= Work instruction =
Repeat verbatim, and only, the lines of the data below, beginning at the line that contains "registers split into" and stopping after the line that contains "2. always aligned perfectly".

= Records shown =
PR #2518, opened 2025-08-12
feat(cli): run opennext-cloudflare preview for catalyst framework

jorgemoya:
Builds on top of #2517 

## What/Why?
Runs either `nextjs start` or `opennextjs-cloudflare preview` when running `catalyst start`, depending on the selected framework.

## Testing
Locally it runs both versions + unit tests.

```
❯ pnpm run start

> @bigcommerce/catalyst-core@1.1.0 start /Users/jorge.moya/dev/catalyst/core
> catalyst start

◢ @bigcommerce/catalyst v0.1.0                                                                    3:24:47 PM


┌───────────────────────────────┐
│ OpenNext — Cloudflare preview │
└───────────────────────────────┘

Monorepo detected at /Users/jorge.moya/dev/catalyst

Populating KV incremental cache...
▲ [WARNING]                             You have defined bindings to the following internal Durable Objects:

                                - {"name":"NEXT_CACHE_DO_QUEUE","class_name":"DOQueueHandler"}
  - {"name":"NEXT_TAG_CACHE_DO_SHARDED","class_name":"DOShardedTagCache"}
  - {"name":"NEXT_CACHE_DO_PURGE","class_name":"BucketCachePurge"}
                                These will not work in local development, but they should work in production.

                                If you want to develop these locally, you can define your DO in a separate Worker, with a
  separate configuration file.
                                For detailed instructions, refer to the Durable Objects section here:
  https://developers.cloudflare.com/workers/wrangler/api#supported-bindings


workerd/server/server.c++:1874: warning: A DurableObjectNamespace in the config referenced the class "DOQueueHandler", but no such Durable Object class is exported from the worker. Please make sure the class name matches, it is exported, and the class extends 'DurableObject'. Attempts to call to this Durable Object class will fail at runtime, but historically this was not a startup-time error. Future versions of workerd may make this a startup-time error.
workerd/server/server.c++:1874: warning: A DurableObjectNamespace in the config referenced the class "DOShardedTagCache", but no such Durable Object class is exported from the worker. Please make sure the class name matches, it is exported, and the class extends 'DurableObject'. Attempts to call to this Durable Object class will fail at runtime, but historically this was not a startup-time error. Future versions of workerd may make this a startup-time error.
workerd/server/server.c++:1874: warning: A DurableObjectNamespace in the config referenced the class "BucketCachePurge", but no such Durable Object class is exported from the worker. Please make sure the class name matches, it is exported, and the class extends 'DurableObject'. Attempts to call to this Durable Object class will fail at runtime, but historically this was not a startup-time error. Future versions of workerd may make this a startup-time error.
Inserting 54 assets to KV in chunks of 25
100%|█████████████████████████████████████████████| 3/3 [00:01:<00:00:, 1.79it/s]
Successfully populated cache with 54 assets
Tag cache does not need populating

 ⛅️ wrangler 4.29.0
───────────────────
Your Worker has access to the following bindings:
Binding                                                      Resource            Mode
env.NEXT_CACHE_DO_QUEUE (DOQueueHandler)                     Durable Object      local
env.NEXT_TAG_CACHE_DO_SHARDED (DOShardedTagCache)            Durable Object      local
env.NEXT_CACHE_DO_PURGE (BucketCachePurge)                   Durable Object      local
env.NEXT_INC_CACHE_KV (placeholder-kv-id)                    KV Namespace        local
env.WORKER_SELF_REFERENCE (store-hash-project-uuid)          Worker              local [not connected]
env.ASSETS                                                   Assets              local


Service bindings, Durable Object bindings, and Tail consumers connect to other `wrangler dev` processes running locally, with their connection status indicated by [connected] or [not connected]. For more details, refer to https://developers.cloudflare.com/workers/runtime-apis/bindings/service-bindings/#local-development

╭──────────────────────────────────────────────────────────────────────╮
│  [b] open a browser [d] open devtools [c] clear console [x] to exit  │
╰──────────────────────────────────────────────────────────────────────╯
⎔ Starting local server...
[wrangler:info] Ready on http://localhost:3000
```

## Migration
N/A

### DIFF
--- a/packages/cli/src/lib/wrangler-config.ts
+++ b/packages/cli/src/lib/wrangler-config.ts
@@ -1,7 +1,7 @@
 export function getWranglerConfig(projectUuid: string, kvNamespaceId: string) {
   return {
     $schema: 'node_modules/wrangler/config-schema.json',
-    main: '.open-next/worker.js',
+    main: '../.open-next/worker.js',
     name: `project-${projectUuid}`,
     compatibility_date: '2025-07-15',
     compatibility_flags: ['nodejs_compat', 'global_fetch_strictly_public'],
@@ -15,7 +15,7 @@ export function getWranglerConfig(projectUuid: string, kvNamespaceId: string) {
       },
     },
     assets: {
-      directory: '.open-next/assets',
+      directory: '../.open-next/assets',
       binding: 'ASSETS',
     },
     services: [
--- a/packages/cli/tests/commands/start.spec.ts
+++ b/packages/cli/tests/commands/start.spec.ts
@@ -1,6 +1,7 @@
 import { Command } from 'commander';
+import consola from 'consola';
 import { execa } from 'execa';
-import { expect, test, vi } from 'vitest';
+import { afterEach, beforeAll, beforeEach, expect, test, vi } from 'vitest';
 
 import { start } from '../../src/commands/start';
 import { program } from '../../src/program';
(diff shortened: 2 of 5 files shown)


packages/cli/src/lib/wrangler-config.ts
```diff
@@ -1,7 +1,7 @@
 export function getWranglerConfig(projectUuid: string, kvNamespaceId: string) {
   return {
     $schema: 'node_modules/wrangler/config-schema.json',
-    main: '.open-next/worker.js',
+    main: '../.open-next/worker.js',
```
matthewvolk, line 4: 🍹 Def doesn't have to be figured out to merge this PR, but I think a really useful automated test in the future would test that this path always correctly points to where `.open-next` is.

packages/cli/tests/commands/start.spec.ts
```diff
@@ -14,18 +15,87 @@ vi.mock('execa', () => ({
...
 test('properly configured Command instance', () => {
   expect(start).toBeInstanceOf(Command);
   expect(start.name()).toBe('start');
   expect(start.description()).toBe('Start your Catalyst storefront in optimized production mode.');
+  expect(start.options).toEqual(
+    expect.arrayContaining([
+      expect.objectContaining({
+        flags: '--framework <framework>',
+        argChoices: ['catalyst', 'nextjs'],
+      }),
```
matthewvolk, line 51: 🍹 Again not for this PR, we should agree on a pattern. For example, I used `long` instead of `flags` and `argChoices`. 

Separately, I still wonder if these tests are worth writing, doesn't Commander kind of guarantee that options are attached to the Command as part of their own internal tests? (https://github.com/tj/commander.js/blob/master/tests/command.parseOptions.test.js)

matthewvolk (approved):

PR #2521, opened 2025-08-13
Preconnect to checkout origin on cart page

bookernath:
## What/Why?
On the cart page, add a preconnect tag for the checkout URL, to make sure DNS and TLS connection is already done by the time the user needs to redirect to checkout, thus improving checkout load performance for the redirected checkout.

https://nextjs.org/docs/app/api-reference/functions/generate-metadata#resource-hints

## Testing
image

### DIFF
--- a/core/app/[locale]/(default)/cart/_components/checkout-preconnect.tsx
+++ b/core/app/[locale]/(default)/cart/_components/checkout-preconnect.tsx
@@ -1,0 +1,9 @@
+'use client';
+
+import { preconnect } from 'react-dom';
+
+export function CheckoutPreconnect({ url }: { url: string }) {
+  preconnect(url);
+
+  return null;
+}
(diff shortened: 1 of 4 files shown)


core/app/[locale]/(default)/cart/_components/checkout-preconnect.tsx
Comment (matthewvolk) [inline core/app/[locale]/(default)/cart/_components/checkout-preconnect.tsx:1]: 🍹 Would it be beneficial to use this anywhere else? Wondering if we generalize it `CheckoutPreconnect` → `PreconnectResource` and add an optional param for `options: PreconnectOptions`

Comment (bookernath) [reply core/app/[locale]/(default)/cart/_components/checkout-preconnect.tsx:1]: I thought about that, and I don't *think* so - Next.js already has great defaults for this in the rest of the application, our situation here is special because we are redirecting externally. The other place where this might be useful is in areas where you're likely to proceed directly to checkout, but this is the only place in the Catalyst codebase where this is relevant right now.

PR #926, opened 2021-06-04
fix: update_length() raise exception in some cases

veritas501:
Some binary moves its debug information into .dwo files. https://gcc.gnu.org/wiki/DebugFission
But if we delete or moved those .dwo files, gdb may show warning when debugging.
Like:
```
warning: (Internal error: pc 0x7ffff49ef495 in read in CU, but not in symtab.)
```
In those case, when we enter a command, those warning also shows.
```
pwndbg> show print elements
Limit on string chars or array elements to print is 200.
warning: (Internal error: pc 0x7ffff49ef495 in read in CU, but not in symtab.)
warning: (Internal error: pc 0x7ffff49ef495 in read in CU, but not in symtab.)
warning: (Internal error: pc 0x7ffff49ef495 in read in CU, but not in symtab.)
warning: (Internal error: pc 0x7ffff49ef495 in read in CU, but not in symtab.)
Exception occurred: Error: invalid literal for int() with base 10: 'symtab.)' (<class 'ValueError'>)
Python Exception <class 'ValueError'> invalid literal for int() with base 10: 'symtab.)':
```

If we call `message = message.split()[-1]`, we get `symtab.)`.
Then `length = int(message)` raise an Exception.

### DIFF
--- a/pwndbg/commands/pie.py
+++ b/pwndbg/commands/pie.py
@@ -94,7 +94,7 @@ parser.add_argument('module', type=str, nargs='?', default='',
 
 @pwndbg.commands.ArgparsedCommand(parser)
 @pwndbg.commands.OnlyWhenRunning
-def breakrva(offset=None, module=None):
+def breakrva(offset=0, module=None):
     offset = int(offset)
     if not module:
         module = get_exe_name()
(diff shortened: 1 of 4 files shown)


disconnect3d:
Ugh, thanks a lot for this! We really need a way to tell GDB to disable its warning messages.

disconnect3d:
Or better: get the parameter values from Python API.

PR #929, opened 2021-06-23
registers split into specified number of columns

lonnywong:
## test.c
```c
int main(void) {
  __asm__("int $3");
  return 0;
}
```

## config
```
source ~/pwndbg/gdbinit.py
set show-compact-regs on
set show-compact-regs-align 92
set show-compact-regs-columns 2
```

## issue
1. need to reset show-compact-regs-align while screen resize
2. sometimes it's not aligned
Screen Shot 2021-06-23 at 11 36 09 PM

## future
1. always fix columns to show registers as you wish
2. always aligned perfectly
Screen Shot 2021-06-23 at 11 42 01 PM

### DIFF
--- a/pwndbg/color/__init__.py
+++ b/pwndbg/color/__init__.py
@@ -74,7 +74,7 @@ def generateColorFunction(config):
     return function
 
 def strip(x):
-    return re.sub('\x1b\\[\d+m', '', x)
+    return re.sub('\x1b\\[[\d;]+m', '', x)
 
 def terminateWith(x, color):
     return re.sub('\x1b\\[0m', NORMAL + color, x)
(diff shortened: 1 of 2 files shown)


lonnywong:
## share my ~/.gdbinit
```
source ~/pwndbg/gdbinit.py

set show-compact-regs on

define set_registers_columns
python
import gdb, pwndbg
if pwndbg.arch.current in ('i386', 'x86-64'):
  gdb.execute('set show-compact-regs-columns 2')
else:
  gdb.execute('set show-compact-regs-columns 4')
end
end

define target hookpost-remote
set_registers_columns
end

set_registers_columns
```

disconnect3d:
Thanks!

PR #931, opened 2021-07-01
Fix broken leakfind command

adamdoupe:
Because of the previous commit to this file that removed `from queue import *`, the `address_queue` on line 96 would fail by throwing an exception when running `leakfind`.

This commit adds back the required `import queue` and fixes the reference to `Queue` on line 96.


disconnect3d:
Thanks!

= The answer =
registers split into specified number of columns

lonnywong:
## test.c
```c
int main(void) {
  __asm__("int $3");
  return 0;
}
```

## config
```
source ~/pwndbg/gdbinit.py
set show-compact-regs on
set show-compact-regs-align 92
set show-compact-regs-columns 2
```

## issue
1. need to reset show-compact-regs-align while screen resize
2. sometimes it's not aligned
Screen Shot 2021-06-23 at 11 36 09 PM

## future
1. always fix columns to show registers as you wish
2. always aligned perfectly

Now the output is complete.